# LGB Moguls #4, #8 and #9 ?



## Pete Thornton (Jan 2, 2008)

My son was antiquing in manassas VA this last weekend and sent me this pic. Seems to be a bunch of LGB Moguls.










Here's a close up of the locos on the top shelf - the one on the running track below is a #9.










I didn't know they made so many variants.

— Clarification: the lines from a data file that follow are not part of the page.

Issue #615, opened 2023-07-25
[BUG] OpenAI token exceeded error


atishhamte:
I am using the flowise configuration like the image below
![Screenshot 2023-07-25 at 8 37 24 PM](https://github.com/FlowiseAI/Flowise/assets/8375139/d8de8cd3-4ae6-4638-9057-2535db8d76b1)

Even after sending 1 line message like "Hello, how are you?" it is giving error like,

[ERROR]: [server]: Error: Request failed with status code 400 and body {"error":{"message":"This model's maximum context length is 4097 tokens. However, your messages resulted in 5029 tokens. Please reduce the length of the messages.","type":"invalid_request_error","param":"messages","code":"context_length_exceeded"}}

I think the conversation chain Is doing some things weird.

HenryHengZJ:
Try delete the flow, and use the template "Simple Conversationa Chain" from marketplace.
It works fine:
![image](https://github.com/FlowiseAI/Flowise/assets/26460777/201e46c6-6212-409b-9868-c8e3cafb759b)

matheusfterra:
Hi, same error in here. I Try get a "Simple Conversationa Chain" from marketplace too, but not working for me.

`Request failed with status code 400 and body {"error":{"message":"This model's maximum context length is 4097 tokens. However, your messages resulted in 9663 tokens. Please reduce the length of the messages.","type":"invalid_request_error","param":"messages","code":"context_length_exceeded"}}

`

Javokhir-1999:
Hi, I the same problem, it was working for some time after deployment but know I am getting this error.

atishamte:
@matheusfterra @Javokhir-1999 one alternate hack I used here to mitigate this situation is using a random value for memorykey parameter of buffer memory.
this actually solved my issue but this is a HACK

pellicceama:
I still get this issue both on Buffer Memory and on Dynamo DB Memory. 

Hi @atishamte , can you share how you passed in the custom memory key parameter?

HenryHengZJ:
or we can use a higher context model like gpt3.5-16k

atishamte:
@pellicceama I am using API to call these as we are not using flowise UI for the operation. So everytime I call the API, we are using UUID as a random key

pellicceama:
Me too! I tried this without much success. 

overrideConfig: {..., inputKey: `${randomUUID}`}} without 

How do you currently pass the UUID as a random key?

atishamte:
[...]

PR #1379, opened 2023-12-13
Add windowSize input to avoid "token exceeded error"

kzhang-dsg:
See: https://github.com/FlowiseAI/Flowise/issues/615

This is resolve the "token exceeded error" for redis backed memory.


HenryHengZJ (approved):
thanks @kzhang-dsg !

PR #460, opened 2020-04-01
Avoid re-downloading files that are already downloaded

dnfield:
- Writes a `.emsdk_version` file to output directories using the name (which contains a version number and/or hash) once all installation steps have completed successfully
- If that file exists, skip downloading/installation hooks.

My primary use case for this is running `emsdk.py install latest` as part of another repository's setup steps - and I want to avoid developers needlessly downloading the same large tarballs every time they run it.

### DIFF
--- a/emsdk.py
+++ b/emsdk.py
@@ -1885,11 +1885,11 @@ class Tool(object):
       print("Skipped installing " + self.name + ", already installed.")
       return True
 
-    version_hash = self.name
+    version_id = self.name
     version_file_path = os.path.join(self.installation_path(), '.emsdk_version')
     if os.path.isfile(version_file_path):
       with open(version_file_path, 'r') as version_file:
-        if version_hash == version_file.read():
+        if version_id == version_file.read():
           print("Skipped installing " + self.name + ", already installed.")
           return True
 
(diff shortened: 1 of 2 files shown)


emsdk.py
```diff
@@ -1885,6 +1885,15 @@ def install_tool(self):
       print("Skipped installing " + self.name + ", already installed.")
       return True
 
+    version_hash = self.name
+    try:
```
sbc100, line 1889: Can you just use `if os.path.exists()` here instead of try catch?

dnfield: Isn't that racey?  E.g. someone decides to try to clean up their folder while running this command and it then fails because the file existed when we checked but now it doesn't.

sbc100: It is a minor TOCTOU violation yes.  However, I don't mind crashing on people try to install/upgrade and SDK while that the same time running `rm -rf` on it.   I think its OK, maybe even better, to crash in such cases. 

We generally try to avoid try/catch block for this kind of thing in emscripten.   There are many of these kinds of TOCTOU (many that we can't protect against) already in the codebase.  e.g. checking the llvm version before calling in.

dnfield: Updated to use `isfile`.  Also did some minor cleanup of variable usage.

emsdk.py
```diff
@@ -1885,6 +1885,14 @@ def install_tool(self):
       print("Skipped installing " + self.name + ", already installed.")
       return True
 
+    version_hash = self.name
```
kripken, line 1888: this isn't necessarily a hash - for e.g. node it will be something like `node-VERSION`. How about `version_id`?

dnfield: Done

dnfield:
Added the test - I had to shift some var declarations around to make it work properly.

PR #466, opened 2020-04-09
Merge brew stages

kripken:
Suggested by @sbc100 a while ago I believe.

### DIFF
--- a/.circleci/config.yml
+++ b/.circleci/config.yml
@@ -48,11 +48,8 @@ jobs:
     steps:
       - checkout
       - run:
-          name: Install cmake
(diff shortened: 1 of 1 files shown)


kripken:
Hmm, looks like there's a merge conflict here as the underlying code has changed a lot in the time meanwhile. Is this still useful do you think @sbc100 ?

sbc100:
I'll leave that up to you. maybe not worth your effort ?

kripken:
In that case probably not. I think I just opened it because you mentioned it might be nicer. But meanwhile it's been rewritten anyhow.

PR #468, opened 2020-04-12
Set user environment variables by default when giving `--global` in Windows

### LINKED ISSUE #189: emsdk construct_env on Windows nukes local paths
Windows-only repro: 
* open a console
* add something to the path: `> set path=%path%;something`
* `> emsdk_env`
* Your something is gone.

(conversely remove something and see it reappear)

The problem is that emsdk gets the path to which it appends from the registry so any local changes are lost. I was tempted to make a pull request which fixes this, but since specific effort is made for it to work like this, I decided to ask first.

The relevant code is here: [emsdk#L1935](https://github.com/juj/emsdk/blob/7a0e27441eda6cb0e3f1210e6837cae4b080ab4c/emsdk#L1935)

Why get the system path in such convoluted way? Why query the registry instead of just use the path environment variable?

### LINKED ISSUE #467: Way to set user environment variables
Currently `tool.win_activate_env_vars` always gets `permanently_activate=True`, which then leads to setting global environment variables. I need a way to set it for local user scope.

saschanaz:
Fixes #467

This makes `./emsdk activate --global` to set user environment variables by default instead of previous system-wide-only activation.

Also removes some magic that implicitly nukes user envvars when system ones are shadowed, as a system admin should understand what's going on when setting envvars. Thus fixes #189 and closes #192.

### DIFF
--- a/emsdk.py
+++ b/emsdk.py
@@ -2584,7 +2584,7 @@ def to_msys_path(p):
 
 # Looks at the current PATH and adds and removes entries so that the PATH reflects
 # the set of given active tools.
-def adjusted_path(tools_to_activate, log_additions=False, system=False):
+def adjusted_path(tools_to_activate, system=False):
   # These directories should be added to PATH
   path_add = get_required_path(tools_to_activate)
   # These already exist.
--- a/emsdk.py
+++ b/emsdk.py
@@ -1800,18 +1800,13 @@ class Tool(object):
           return False
     return True
 
-  def win_activate_env_vars(self, permanently_activate):
+  def win_activate_env_vars(self, system):
     if WINDOWS:
       envs = self.activated_environment()
       for env in envs:
         key, value = parse_key_value(env)
 
-        if permanently_activate:
-          # If there is an env var for the LOCAL USER with same name, it will
-          # hide the system var, so must remove that first.
-          win_delete_environment_variable(key, False)
-
-        win_set_environment_variable(key, value, permanently_activate)
+        win_set_environment_variable(key, value, system)
 
   # If this tool can be installed on this system, this function returns True.
   # Otherwise, this function returns a string that describes the reason why this
@@ -2509,7 +2504,7 @@ def copy_pregenerated_cache(tools_to_activate):
 # Reconfigure .emscripten to choose the currently activated toolset, set PATH
 # and other environment variables.
 # Returns the full list of deduced tools that are now active.
-def set_active_tools(tools_to_activate, permanently_activate):
+def set_active_tools(tools_to_activate, permanently_activate, system):
   tools_to_activate = process_tool_list(tools_to_activate, log_errors=True)
 
   generate_dot_emscripten(tools_to_activate)
@@ -2533,13 +2528,13 @@ def set_active_tools(tools_to_activate, permanently_activate):
   if WINDOWS and permanently_activate:
     # Individual env. vars
     for tool in tools_to_activate:
-      tool.win_activate_env_vars(permanently_activate=True)
+      tool.win_activate_env_vars(system=system)
 
     # PATH variable
-    newpath, added_items = adjusted_path(tools_to_activate, system_path_only=True)
+    newpath, added_items = adjusted_path(tools_to_activate, system=system)
     # Are there any actual changes?
     if newpath != os.environ['PATH']:
-      win_set_environment_variable('PATH', newpath, system=True)
+      win_set_environment_variable('PATH', newpath, system=system)
 
   if len(tools_to_activate) > 0:
     tools = [x for x in tools_to_activate if not x.is_sdk]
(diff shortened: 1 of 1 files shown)


emsdk.py
```diff
@@ -2589,17 +2584,12 @@ def to_msys_path(p):
 
 # Looks at the current PATH and adds and removes entries so that the PATH reflects
 # the set of given active tools.
-def adjusted_path(tools_to_activate, log_additions=False, system_path_only=False):
+def adjusted_path(tools_to_activate, log_additions=False, system=False):
```
sbc100, line 2587: Looks like the `log_additions` param is never uses, or passed.  Unrelated to this PR but since your are changing that line maybe delete it?

sbc100:
This change looks great!

The only slight concern I have is changing the default.    Do you know that history here?  Why would setting system-wide have been desirable?  Under what circumstances would it still be desirable?  Do we need the option at all?   Maybe we simply remove the option and always set user settings?

@juj do you remember why this was done this way in the first place?

juj:
The intent of calling `emsdk activate` has been to only enable the env. vars for current/calling user prompt, not do any permanent modifications to the system.

Then, `emsdk activate --global` is intended to apply permanent modifications to "All users" section of the registry.

(The doc piece at emsdk --help looks like up to date with this respect:

```
    if WINDOWS:
      print('''
   emsdk activate [--global] [--embedded] [--build=type] [--vs2013/--vs2015/--vs2017] <tool/sdk>

                                - Activates the given tool or SDK in the
                                  environment of the current shell. If the
                                  --global option is passed, the registration
                                  is done globally to all users in the system
```

There has never existed an option to perform "Current user" only registry activation. If that is desirable, perhaps it would be good to have that as a new option `emsdk activate --local` or `emsdk activate --local_user`, instead of changing the existing `emsdk activate` from "current prompt only" to "permanent local user"?

saschanaz:
> If that is desirable, perhaps it would be good to have that as a new option `emsdk activate --local` or `emsdk activate --local_user`, instead of changing the existing `emsdk activate` from "current prompt only" to "permanent local user"?

Sorry for misleading description, but no, this doesn't change `emsdk activate` to set the permanent user global environment, instead it modifies `emsdk activate --global` to be user scope by default.

I think defaulting to user global environment is better as it does not require admin privilege.

juj:
> I think defaulting to user global environment with `--global` is better as it does not require admin privilege.

It feels like changing `--global` from meaning global to user local would be counterintuitive? A new option `--local` would be a better name?

saschanaz:
IMO it's global user variables and global system variables, not "local", which sounds like non-permanent local shell variable.

sbc100:
I also feel like changing the meaning of an existing flag I a little confusing/misleading.    How about simply removing the old `--global` flag which is ambiguous to something more specific such as `--persistent` or `--registry`? 

Any users of the old `--global` flag could be asked to be more specific and switch to either `--persistent`  or `--persistent + --system`.

saschanaz:
`--persistent` sounds good to me, as `--global` can be an alias for `--persistent --system` then.

juj:
`--persistent` sounds good, although I would recommend instead of `--persistent --global` to have `--persistent_global`, since the flags are not orthogonal: passing `--global` on its own would not be meaningful.

saschanaz:
So does `--persistent` and `--persistent-global` sound good? Those should be mutually exclusive.

sbc100:
I like `--persistent-system` and you could even keep the old `--global` flag as an alias to that or while/

sbc100:
Any update on this?  I think it would be good change overall.

saschanaz:
I'll try get some time this weekend.

sbc100:
Any update?

aminya (changes requested):
This is a very good change. What is blocking this from merging? 

Can someone with write access update this branch?

emsdk.py
```diff
@@ -2842,6 +2832,7 @@ def extract_bool_arg(name):
   arg_old = extract_bool_arg('--old')
   arg_uses = extract_bool_arg('--uses')
   arg_global = extract_bool_arg('--global')
+  arg_system = extract_bool_arg('--system')
```
aminya, line 2835: If `arg_system` is provided bu `arg_global` is not, it should automatically set that.
```suggestion
  arg_system = extract_bool_arg('--system')
  if arg_system
  	arg_global=True
```

aminya (changes requested):
If there is anywhere to document the meanings of these options, we should.

```
global: set the environment variables permanently.
system: set the environment variables for all users of the system.
```

sbc100:
`emsdk --help` is the main place we document this stuff.

saschanaz:
I have to admit that I'm not actively using emsdk nowadays. I still intend to work on it but if anyone wants to take this over, please do.

sbc100:
No problem.  Hopefully someone can pick this up and get it landed.

aminya:
@sbc100 this is almost ready. If you have write-access why don't you just finish it?

sbc100:
I will get around to it at some point sure, but I've got a lot of other things I'm working so if anyone else want to pick this up in the mean time feel free.

aminya:
Well, this is a critical bug on Windows, and we should fix it as soon as possible.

P.S. If anyone wants to know, I can ask him where they are!


----------



## chuck n (Jan 2, 2008)

Pete:

I have five different Moguls. Some are original and some have been heavily modified.

Chuck


----------



## CliffyJ (Apr 29, 2009)

Mine is #6. No spark arrestor on the stack. 

I feel left out.


----------



## Garratt (Sep 15, 2012)

Dan Pierce has a (near) complete list of all the variants of the LGB Mogul below: 
They made quite a few C&S models.

http://forums.mylargescale.com/29-beginner-s-forum/33577-lgb-mogul-sound-systems.html

23194 Colorado & Southern 4
2319S Colorado & Southern 8 (Also 23192)
23182 Colorado & Southern 9

22182 Colorado & Southern 5
2019S Colorado & Southern 6 (Also 20192)
25192 Colorado & Southern 7 Bear Trap
26192 Colorado & Southern 10

Andrew


----------



## Randy Stone (Jan 2, 2008)

My two LGB Moguls are my favorite locos.
26192 Colorado & Southern # 10
24194 Baltimore & Ohio # 419

Just realized, the C&S photo had a Aristo Craft Slopeback tender which isn't LGB so I deleted it so there would be no confusion.


----------



## chuck n (Jan 2, 2008)

There are also:

The original Denver, South Park and Pacific #20180 (red and green),

The LAKE GEORGE AND BOULDER #21190 (yellow and black livery of the D&RGW),

and the Pennsylvania RR #22190 moguls.

Chuck


----------



## TJH (Dec 27, 2007)

I have 7 Moguls. Love them all; absolutely fantastic locomotives, even if the scale and details on some are off.

I have 
2 x 2018 - original wood burner red/green DSP&P #18, no factory sound
1 x 2028 - wood burner, blue and grey, DSP&P #28, no factory sound
1X 2019S - black coal burner, C&S #6, normal stack and pilot, came with factory electronic sound
1X 23192 - black coal burner, C&S #8, bear trap spark arrestor and snow plow, came with factory electronic sound
1X 2119 - Proper Rio Grande Bumblebee (unlike the later 21192 which is not the correct bumblebee livery), coal burner with old style doms, LG&B #2119, normal stack and pilot, no factory sound)
1X 29182 - DSP&P red & green 20th anniversary wood burner. #20. came with matching passenger cars

I would still like a 27192, which is the green boiler coal burner with flying Rio Grande lettering. Hard to justify spending that kind of $ when I already have all these others (and the 23192 is already relettered with flying Rio Grande).


----------